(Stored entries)

——

PR #1542, opened 2020-05-02
Update to use HDF5 1.8 API as the base, rather than 1.6

takluyver:
Build with the `H5_USE_18_API` option, and update APIs changed in 1.8 to use the new variants of the functions. We already dropped support for HDF5 1.6 some time ago, but this wasn't cleaned up.

Where HDF5 1.8 introduced version 2 of a function, we have three options:

1. Explicitly use the old version, e.g. `H5Aiterate1`.
2. Use the new function, e.g. `H5Aiterate2`
3. Use the compatibility macro, e.g. `H5Aiterate`. This is equivalent to option 2 when we use the `H5_USE_18_API` option.

These changes at the moment are a mixture of options 2 & 3. We should be systematic about that, but I wasn't sure which one was preferable, so I stuck to making the fewest possible changes, which varies from case to case.

### DIFF
--- a/h5py/api_functions.txt
+++ b/h5py/api_functions.txt
@@ -237,12 +237,9 @@ hdf5:
   hid_t     H5Oopen_by_addr(hid_t loc_id, haddr_t addr)
   hid_t     H5Oopen_by_idx(hid_t loc_id, char *group_name, H5_index_t idx_type, H5_iter_order_t order, hsize_t n, hid_t lapl_id)
 
-  1.6.0-1.11.2 herr_t    H5Oget_info(hid_t loc_id, H5O_info_t *oinfo)
-  1.11.6 herr_t    H5Oget_info1(hid_t loc_id, H5O_info_t *oinfo)
-  1.6.0-1.11.2 herr_t    H5Oget_info_by_name(hid_t loc_id, char *name, H5O_info_t *oinfo, hid_t lapl_id)
-  1.11.6 herr_t    H5Oget_info_by_name1(hid_t loc_id, char *name, H5O_info_t *oinfo, hid_t lapl_id)
-  1.6.0-1.11.2 herr_t    H5Oget_info_by_idx(hid_t loc_id, char *group_name,  H5_index_t idx_type, H5_iter_order_t order, hsize_t n, H5O_info_t *oinfo, hid_t lapl_id)
-  1.11.6 herr_t    H5Oget_info_by_idx1(hid_t loc_id, char *group_name,  H5_index_t idx_type, H5_iter_order_t order, hsize_t n, H5O_info_t *oinfo, hid_t lapl_id)
+  herr_t    H5Oget_info(hid_t loc_id, H5O_info_t *oinfo)
+  herr_t    H5Oget_info_by_name(hid_t loc_id, char *name, H5O_info_t *oinfo, hid_t lapl_id)
+  herr_t    H5Oget_info_by_idx(hid_t loc_id, char *group_name,  H5_index_t idx_type, H5_iter_order_t order, hsize_t n, H5O_info_t *oinfo, hid_t lapl_id)
 
   herr_t    H5Olink(hid_t obj_id, hid_t new_loc_id, char *new_name, hid_t lcpl_id, hid_t lapl_id)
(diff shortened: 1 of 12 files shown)


takluyver:
Following a discussion with @tacaswell, we're going to prefer the compatibility macros (option 3). There are arguments both ways, but the reasons we found decisive were:

1. We can't use versioned functions consistently, because the `H5Xfunc1` name doesn't exist until someone makes `H5Xfunc2`. So we're using the macros at least some of the time anyway. We'd rather "work with the system than against it".
2. There are 'function families' which all change to a new version together, and should probably be kept in line. E.g. several `H5O` functions got a new version in 1.12. It seems like a good idea to keep these in sync, which is easier if we use the macros rather than versioning them ourselves.

The biggest counterargument is that using the macros effectively means changing unrelated functions together when we move to a new API flavour.

This isn't meant to be a strict rule: we'll use the macros by default, but we can use the versioned function if it makes more sense for what we want to do.

h5py/api_functions.txt
```diff
@@ -241,12 +237,9 @@ hdf5:
   hid_t     H5Oopen_by_addr(hid_t loc_id, haddr_t addr)
   hid_t     H5Oopen_by_idx(hid_t loc_id, char *group_name, H5_index_t idx_type, H5_iter_order_t order, hsize_t n, hid_t lapl_id)
 
-  1.6.0-1.11.2 herr_t    H5Oget_info(hid_t loc_id, H5O_info_t *oinfo)
-  1.11.6 herr_t    H5Oget_info1(hid_t loc_id, H5O_info_t *oinfo)
-  1.6.0-1.11.2 herr_t    H5Oget_info_by_name(hid_t loc_id, char *name, H5O_info_t *oinfo, hid_t lapl_id)
-  1.11.6 herr_t    H5Oget_info_by_name1(hid_t loc_id, char *name, H5O_info_t *oinfo, hid_t lapl_id)
-  1.6.0-1.11.2 herr_t    H5Oget_info_by_idx(hid_t loc_id, char *group_name,  H5_index_t idx_type, H5_iter_order_t order, hsize_t n, H5O_info_t *oinfo, hid_t lapl_id)
-  1.11.6 herr_t    H5Oget_info_by_idx1(hid_t loc_id, char *group_name,  H5_index_t idx_type, H5_iter_order_t order, hsize_t n, H5O_info_t *oinfo, hid_t lapl_id)
+  herr_t    H5Oget_info(hid_t loc_id, H5O_info_t *oinfo)
```
tacaswell, line 240: Are we still being saved by the caching on azure here?  This looks like an API that was changed for 1.12 so will escape the 1.8 related pinning.

takluyver: I don't think there's a problem being hidden by caching here. On the second commit of this PR, HDF5 1.12 was [built from source](https://dev.azure.com/h5pyappveyor/h5py/_build/results?buildId=462&view=logs&j=f3407ca5-1e8e-5831-d467-f40b15dcbaf4&t=96643522-c40b-5680-4fd9-7ab105c6ebd9). [Cache isolation](https://docs.microsoft.com/en-us/azure/devops/pipelines/release/caching?view=azure-devops#cache-isolation-and-security) seems to give PRs read-only access to the cache for master, so the cached build that caused problems in PR #1506 shouldn't affect any other PR.

[H5Oget_info](https://confluence.hdfgroup.org/display/HDF5/H5O_GET_INFO) was introduced in 1.8, and versioned in 1.12. So the duplication I'm removing was a necessary workaround when we were requesting the 1.6 API, because in 1.12 it would float to the newest version. It was added in #1335. Now that we're requesting the 1.8 API, 1.12 knows to give us the older version, so this simplification is possible.

There's one function, [H5Pencode](https://confluence.hdfgroup.org/display/HDF5/H5P_ENCODE), which was added in 1.10 and versioned in 1.12. We don't currently wrap that, but if we do, we'll need a similar workaround.

takluyver:
I'll merge this in a couple of days unless anyone objects. I've discussed the idea with @tacaswell, and the specific changes involved are largely mechanical.

h5py/api_functions.txt
tacaswell: Ah, I was inferring from the version spec in this file that the functions were available in 1.6 without doing the legwork to sort out what was going on, sorry about that :sheep: .

Issue #917, opened 2017-08-28
Import h5py fails in serial code after being built with parallel support.


leonfoks:
I have h5py built with parallel support and it is working fine with no issues in parallel.  However, if I try to "import h5py" in a serial run i.e.

```
python -c 'import h5py'
```
instead of
```
srun (or mpirun) --mpi=pmi2 python -c 'import h5py'
```
it fails with the message attached to the bottom of this issue.  The message is related to the mpi library not being able to initialize because it was not run using srun or mpirun.

I believe that the user should still be able to import and run h5py serially despite a parallel install.
Perhaps mpi4py should be initialized when the user opens a file with the mpio driver, and not at import?

OS: Scientific linux
Python: 3.6.0 :: Anaconda 4.3.1
Openmpi: 1.10.2
HDF5: 1.8.18
mpi4py: 2.0.0
h5py: 2.8.0.post0

Thanks!

```
--------------------------------------------------------------------------
It looks like orte_init failed for some reason; your parallel process is
likely to abort.  There are many reasons that a parallel process can
fail during orte_init; some of which are due to configuration or
environment problems.  This failure appears to be an internal failure;
here's some additional information (which may only be relevant to an
Open MPI developer):

  PMI2_Job_GetId failed failed
  --> Returned value (null) (14) instead of ORTE_SUCCESS
--------------------------------------------------------------------------
--------------------------------------------------------------------------
It looks like orte_init failed for some reason; your parallel process is
likely to abort.  There are many reasons that a parallel process can
fail during orte_init; some of which are due to configuration or
environment problems.  This failure appears to be an internal failure;
here's some additional information (which may only be relevant to an
Open MPI developer):

  orte_ess_init failed
  --> Returned value (null) (14) instead of ORTE_SUCCESS
--------------------------------------------------------------------------
--------------------------------------------------------------------------
It looks like MPI_INIT failed for some reason; your parallel process is
likely to abort.  There are many reasons that a parallel process can
fail during MPI_INIT; some of which are due to configuration or environment
problems.  This failure appears to be an internal failure; here's some
additional information (which may only be relevant to an Open MPI
developer):

  ompi_mpi_init: ompi_rte_init failed
  --> Returned "(null)" (14) instead of "Success" (0)
--------------------------------------------------------------------------
*** An error occurred in MPI_Init_thread
*** on a NULL communicator
*** MPI_ERRORS_ARE_FATAL (processes in this communicator will now abort,
***    and potentially your MPI job)
```

[...]

PR #1544, opened 2020-05-03
tell mpi4py not to automatically initialize MPI at import

boegel:
This is an (incomplete) attempt at fixing #917.

The issue is that anything beyond a simple `import mpi4py` will trigger an `MPI_Init` call, which is problematic in a number of contexts. That's annoying, since it means `import h5py` will trigger an `MPI_Init` call, which often results in a hard crash, even when there's no intention to leverage the MPI support at all...

This can be avoided by instructing `mpi4py` to not initialize MPI automatically on import via `mpi4p.rc.initialize` ('rc' is runtime configuration here), but then the `mpi4py.MPI.Init()` needs to be done whenever any MPI calls will actually be used...

I'm clearly still figuring out the last part, but I'm stabbing in the dark a bit since I'm not very familiar with the `h5py` codebase, so I would appreciate some pointers on this.
Is there a central place where doing the `MPI.Init()` would make sense? Or am I overlooking a location in my current changes?

Also, the tests are currently just exiting without producing much helpful information, I can't actually tell where the MPI error is coming from...
Is there a way to make `pytest` not hide that information?

Overall, would this change make sense to get merged (once it's done properly)?

### DIFF
--- a/h5py/__init__.py
+++ b/h5py/__init__.py
@@ -15,6 +15,15 @@
 from warnings import warn as _warn
 import atexit
 
+# Tell mpi4py to not automatically initialize MPI at import;
+# required to avoid problems with 'import h5py' in some environment
+# when h5py was built with MPI support
+try:
+    import mpi4py
+    mpi4py.rc.initialize = False
+except ImportError:
+    pass
+
 
 # --- Library setup -----------------------------------------------------------
 
--- a/h5py/__init__.py
+++ b/h5py/__init__.py
@@ -21,6 +21,7 @@ import atexit
 try:
     import mpi4py
     mpi4py.rc.initialize = False
+    mpi4py.rc.finalize = True
 except ImportError:
     pass
 
--- a/h5py/_hl/files.py
+++ b/h5py/_hl/files.py
@@ -45,6 +45,8 @@ def _set_fapl_mpio(plist, **kwargs):
         raise ValueError("h5py was built without MPI support, can't use mpio driver")
 
     import mpi4py
+    if not mpi4py.MPI.Is_initialized():
+        mpi4py.MPI.Init()
     kwargs.setdefault('info', mpi4py.MPI.Info())
     plist.set_fapl_mpio(**kwargs)
 
--- a/h5py/tests/common.py
+++ b/h5py/tests/common.py
@@ -58,9 +58,11 @@ class TestCase(ut.TestCase):
         return tempfile.mktemp(suffix, prefix, dir=dir)
 
     def mktemp_mpi(self, comm=None, suffix='.hdf5', prefix='', dir=None):
+        from mpi4py import MPI
         if comm is None:
-            from mpi4py import MPI
             comm = MPI.COMM_WORLD
+        if not MPI.Is_initialized():
+            MPI.Init()
         fname = None
         if comm.Get_rank() == 0:
             fname = self.mktemp(suffix, prefix, dir)
--- a/h5py/tests/common.py
+++ b/h5py/tests/common.py
@@ -57,18 +57,6 @@ class TestCase(ut.TestCase):
             dir = self.tempdir
         return tempfile.mktemp(suffix, prefix, dir=dir)
 
-    def mktemp_mpi(self, comm=None, suffix='.hdf5', prefix='', dir=None):
-        from mpi4py import MPI
-        if comm is None:
-            comm = MPI.COMM_WORLD
-        if not MPI.Is_initialized():
-            MPI.Init()
-        fname = None
-        if comm.Get_rank() == 0:
-            fname = self.mktemp(suffix, prefix, dir)
-        fname = comm.bcast(fname, 0)
-        return fname
-
     def setUp(self):
         self.f = h5py.File(self.mktemp(), 'w')
 
--- a/h5py/tests/test_file.py
+++ b/h5py/tests/test_file.py
@@ -699,6 +699,17 @@ class TestPickle(TestCase):
 # hence no subclassing TestCase
 @pytest.mark.mpi
 class TestMPI(object):
+
+    @pytest.fixture(autouse=True)
+    def init_mpi(self):
+        # make sure MPI is initialized;
+        # this is required because:
+        # i) mpi4py is told not to initialize on import by h5py
+        # ii) the mpi_file_name fixture provides by pytest-mpi calls MPI_Comm_rank
+        from mpi4py import MPI
+        if not MPI.Is_initialized():
+            MPI.Init()
+
     def test_mpio(self, mpi_file_name):
         """ MPIO driver and options """
         from mpi4py import MPI
--- a/tox.ini
+++ b/tox.ini
@@ -35,7 +35,7 @@ commands =
     test: python -c "import sys; print('64 bit?', sys.maxsize > 2**32)"
     test: python {toxinidir}/ci/fix_paths.py
     test-!mpi4py: python -m pytest --pyargs h5py --cov=h5py -rxXs --cov-config={toxinidir}/.coveragerc {posargs}
-    test-mpi4py: mpirun -n {env:MPI_N_PROCS:2} {envpython} -m pytest --pyargs h5py -rxXs --with-mpi {posargs}
+    test-mpi4py: mpirun -n {env:MPI_N_PROCS:2} {envpython} -m pytest --verbose --pyargs h5py -rxXs --with-mpi {posargs}
 changedir =
     test: {toxworkdir}
 passenv =


aragilar:
@boegel The issue is MPI, pytest is being run under MPI, and the MPI process is dying, giving the output you can see. My strategy for debugging this was lots of print functions (as tools like pdb do not work under MPI - if you have one, I'd welcome the suggestion). I was hoping to have time in March to look at improving MPI support, but that didn't end up happening.

With respect to the idea of delaying initialisation, that seems reasonable to me. What I suggest doing is creating a context manager, and then a decorator around the context manager, similar to the lock system we have, which should make it easy to ensure that MPI is only initialised when needed.

boegel:
@aragilar Thanks for the feedback, much appreciated!

And then how/where should that context manager be used? 
With lock system, do you mean the stuff in https://github.com/h5py/h5py/blob/master/h5py/_locks.pxi?

h5py/__init__.py
```diff
@@ -15,6 +15,15 @@
 from warnings import warn as _warn
 import atexit
 
+# Tell mpi4py to not automatically initialize MPI at import;
+# required to avoid problems with 'import h5py' in some environment
+# when h5py was built with MPI support
+try:
+    import mpi4py
+    mpi4py.rc.initialize = False
```
takluyver, line 23: As someone not using MPI, I'd quite like to preserve the current pattern where a non-MPI build of h5py never tries to touch mpi4py at all.

Does it work to set this setting everywhere we already import `mpi4py`, without adding an import?

boegel: The problem is that setting the `rc.initialize` to `False` must be done as already as possible, before anything is imported from `mpi4py`.

So checking whether `h5py` was built with MPI support is difficult, because importing `h5py` submodules will trigger imports from `mpi4py`, and then it's too late (the `MPI_Init` done by `mpi4py` is already done).

I can move this to wherever `mpi4py` is used first, but only once I'm sure where it is imported first, that's not clear to me yet (nor is it clear to me why the tests are failing, but I still need to deep dive into it).

takluyver: I think we only currently import mpi4py in one place (`_set_fapl_mpio`), which you've already found, assuming Cython `cimport` doesn't trigger initialisation.

takluyver: The failure on Azure is also there on master; I'll open a separate issue about that. The Travis failure is in the MPI test run, so that's all yours. :wink:

takluyver:
Btw, pytest-mpi was created by @aragilar for h5py, so if we need changes there, that should be possible.

boegel:
Seems like I've finally figured out the problem...

Using `pytest --capture=no --verbose` no, this error message popped up:

```
=============================== MPI Information ================================
*** The MPI_Comm_rank() function was called before MPI_INIT was invoked.
*** This is disallowed by the MPI standard.
*** Your MPI job will now abort.
```

It's probably not a bad idea to add `--capture=no` in `tox.ini` to avoid that the errors produced when running under `mpirun` don't get swallowed and you're surfing blind (that certainly would've saved me a lot of time).

It took me a while to realize what was calling `MPI_Comm_rank()`, since `h5py` itself isn't doing that at all.
After lots of fiddling around (which included reproducing the Travis test environment in a Docker container...), I finally noticed the `mpi_file_name` fixture provided by `pytest-mpi`, which was indeed the culprit (see https://github.com/aragilar/pytest-mpi/blob/a8e7b56301611621004e8551b5bf785bc2810c57/pytest_mpi/__init__.py#L141).

Making sure that MPI is initialized before running any of the MPI tests by adding an `autorun` fixture in `TestMPI` fixed the failing tests .

I'm not sure whether this should be handled by `pytest-mpi`, maybe it should. It's simple enough: make sure that MPI is initialized before doing any MPI calls, since although mpi4py initializes by default, it can be disabled (like I'm doing here).

On the other hand, it's `h5py` deviating from the default `mpi4py` behavior of initializing at import, so maybe it's better suited to be dealt with here. I'll let others be the judge of that.

Please let me know what (else) needs to change for this PR to be eligible for merging!

h5py/__init__.py
boegel: `mpi4py` is also imported from `h5py/h5p.pyx`, so not only in `__set_fapl_mpio`.

I'm not sure that disabling `mpi4py.rc.initialize` can be moved easily elsewhere without re-introducing the problem that the proposed changes are fixing, it should be done as early as possible...

Setting `mpi4py.rc.initialize` to `False` in `__set_fapl_mpio` doesn't make sense, since you actually *want* it to be initialized at that point (that's when you're sure that MPI is actually required).

takluyver: In `h5p.pyx` it's a Cython `cimport` - does even that trigger initialisation? If so, can we suppress it in the same Cython file?

I'm quite keen that a non-MPI build of h5py shouldn't touch mpi4py at all, even if it's there. Maybe @aragilar has some more ideas about how to achieve that.

boegel: It's not entirely clear to me when exactly the `mpi4py` auto-initialize is triggered.
Certainly not at `import mpi4py`, that's clear (or this would never work).

Maybe @dalcinl can clarify?

dalcinl: A bare `import mpi4py` does not trigger `MPI_Init()`, however `from mpi4py import MPI` or `import mpi4py.MPI` does, unless using the `mpi4py.rc.initialize = False` hackery.

That initialize hackery was not meant to be used by libraries, but end users that really need to workaround issues in their main, entry point scripts to inject pre-MPI_Init stuff if really needed.

My take on this is that `from mpi4py import MPI` should not be issued for non-MPI builds of HDF5, and maybe only issueed if the user somehow requests (via imports or calls) the use of MPI-specific features, of couse this is probably not so easy to implement in h5py and there are potential risks of init-deadlocks (talk is cheap, and I'm doing it quite irreponsibly as usual these days).

dalcinl: > it's a Cython `cimport` - does even that trigger initialisation?

Cython's `cimport` actually implies a Python `import` behind the scenes.

boegel: Thanks for the feedback!

It looks like the `MPI_init` that `mpi4py` does by default is then either triggered by the `from mpi4py.MPI import` statement in https://github.com/h5py/h5py/blob/78e665c1991a2a1fbdffa99e3d5f87597881a082/h5py/api_types_ext.pxd#L15
or by the `from mpi4py.mpi_c cimport` statement in https://github.com/h5py/h5py/blob/2660313fcfdb927303d96848014a639b6230abb0/h5py/h5p.pyx#L39

Could the latter imports also trigger the `MPI_Init`?

dalcinl: It is be the first one. The second one involves a pxd file that do not expose Python types, just all the pure-C extern declarations corresponding to the MPI API from the usual `mpi.h` include file.

In petsc4py, in order to not impose a hard compile-time dependency on mpi4py (PETSc can be built without MPI), I'm using some hackery that may help h5py:

https://bitbucket.org/petsc/petsc4py/src/54650a1436415513083e5856677a51f594860e80/src/PETSc/petscmpi.pxi#lines-36

Of course, you should be aware of the potential issues of doing imports at the function level.

boegel: It seems to me that's the proper way forward, to not always blindly do the `from mpi4py.MPI import ...` when `h5py` was built with MPI support enabled.

Disabling the auto-init done by `mpi4py` is biting us in the ass already when using an `h5py` installation that was patched like this, in scripts where `h5py` and `mpi4py` are combined, since whether or not auto-init will happen now depends on the order in which they are imported... 😱 

I'm willing to put more time into this, but I'm not familiar with Cython stuff at all, so this goes beyond what I'm capable of tackling myself in a reasonable amount of time (at least not without significant help from someone more familiar with this).

Is anyone up for helping out, maybe doing a short pair programming session?
Perhaps @aragilar or @takluyver?

takluyver: Thanks @dalcinl for the clarifications.

Would it work to switch the `from mpi4py.MPI cimport ...` in `api_types_ext.pxd` to `from mpi4py.libmpi cimport ...`, like in `h5p.pyx`? If I've understood correctly, the second form lets us make the C types available for Cython but doesn't trigger initialisation.

dalcinl: > Would it work to switch the `from mpi4py.MPI cimport ...`

Probably not, because you are *cimporting* the `Comm` class from `mpi4py.MPI`, that is a Python type defined and PyType_Init'ed in `mpi4py.MPI` at import time, and it is not available in `mpi4py.libmpi`, which is just pure extern C MPI stuff.

Folks, if you want to get rid of the compile-time mpi4py dependency (and then maybe runtime dependency if you copy over the `libmpi.pxd` file from mpi ), then you have to:

1. Remove the `cimport` using `mpi4py.MPI`
2. Rewrite `set_fapl_mpio()` something like this:

```
cdef extern from "Python.h":
    ctypedef size_t Py_uintptr_t

def set_fapl_mpio(self, comm, info=None):
    from mpi4py import MPI
    if info is None: info = MPI.INFO_NULL  # info is usually optional!
    assert isinstance(comm, MPI.Intracomm)  # XXX do better!
    assert isinstance(info, MPI.Info)  # XXX do better!
    cdef Py_uintptr_t _comm = MPI._handleof(comm)
    cdef Py_uintptr_t _info = MPI._handleof(info)
    H5Pset_fapl_mpio(self.id, <MPI_Comm>_comm, <MPI_Info>_info)
```
Now mpi4py is no longer a runtime dependency of `h5py`, and it will be imported on-demand. If you do not like the import every time, maybe you can use a private cdef global var initialized to `None` to cache the `MPI` module object.

PS: Be aware that the `_handleof()` utility routine may not be available in older versions of mpi4py previous to 2.0. Do you really need to support that? If yes, Maybe you can still use Cython's conditional compilation with `IF`.

takluyver: Yup, that's roughly the conclusion I was coming to as well - we only use `Comm` and `Info` as argument types for a couple of methods, and we can just use runtime type checking there.

It looks like mpi4py 2.0 came out in October 2015, so I think we can reasonably rely on that, unless there's some specific reason people might prefer to keep using the 1.x series for a long time.

@boegel do you want to have a go at implementing @dalcinl's suggestion? It might be easiest to do it in a new PR, since I think it should make the other changes unnecessary.

boegel: I can take a stab at it, but like I mentioned I'm not very familiar with Cython.

I'll try and apply the patch proposed by @dalcinl, see if that fixes the runtime issue I'm interested in fixing, and whether the `h5py` tests approve of the change.

It makes sense to tackle that in a new PR indeed, since it's a different approach.

I'll probably have some questions along the way, but I can put those forward in the new PR as they pop up.

takluyver: @boegel - are you still interested in having a go at that? Or would you rather I picked it up>

boegel: I wouldn't mind looking into it, but I can't make any promises as to when I will get around to it (seems unlikely in the coming days tbh).

If you have a go at it, I'm happy to test what you come up with though, keep me posted!

takluyver: OK, I've had a go in #1552. The MPI tests on CI are passing again, but I haven't tested it beyond that, so having someone who actually uses MPI try it would be great.

boegel:
superseded by #1552, so closing this...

——

*Assigned task*
Lines holding the string "plist" must be copied out of the entries above.

*Answer for the task*
@@ -45,6 +45,8 @@ def _set_fapl_mpio(plist, **kwargs):
     plist.set_fapl_mpio(**kwargs)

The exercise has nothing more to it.